Köhler, Peter (2016): Simulated changes in the carbon cycle, including 13C, 14C until 2500 CE, including RCPs and CDRs, link to model results [dataset]. PANGAEA, https://doi.org/10.1594/PANGAEA.868739,

---

Supplement to: Köhler, P (2016): Using the Suess effect on the stable carbon isotope to distinguish the future from the past in radiocarbon. Environmental Research Letters, 11(12), 124016, https://doi.org/10.1088/1748-9326/11/12/124016

The depletion of 14C due to the emission of radiocarbon-free fossil fuels (14C Suess effect) might lead to similar values in future and past radiocarbon signatures potentially introducing ambiguity in dating. I here test if a similar impact on the stable carbon isotope via the 13C Suess effect might help to distinguish between ancient and future carbon sources. To analyze a wide range of possibilities, I add to future emission scenarios carbon dioxide reduction (CDR) mechanisms, which partly enhance the depletion of atmospheric D14C already caused by the 14C Suess effect.
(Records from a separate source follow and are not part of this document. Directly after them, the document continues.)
PR #549, opened 2020-12-15
Improve APIManager status

miguelsorianod:
This PR adds a new condition in APIManager's Status section named `Available`.

We define the `Available` condition to `true` when ALL of the following scenarios are true:
* All expected DeploymentConfigs to be deployed exist and have the `Available` condition set to true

The 13C Suess effect leads to unprecedented depletion in d13C shifting the carbon cycle to a phase space in D14C-d13C, in which the system has not been during the last 50,000 years and therefore the similarity in past and future D14C (the ambiguity in 14C dating) induced by fossil fuels can in most cases be overcome by analyzing 13C. Only for slow changing reservoirs (e.g. deep Indo-Pacific Ocean) or when CDR scenarios are dominated by bioenergy with capture and storage (BECCS) the effect of anthropogenic activities on 13C does not unequivocally identify between past and future carbon cycle changes.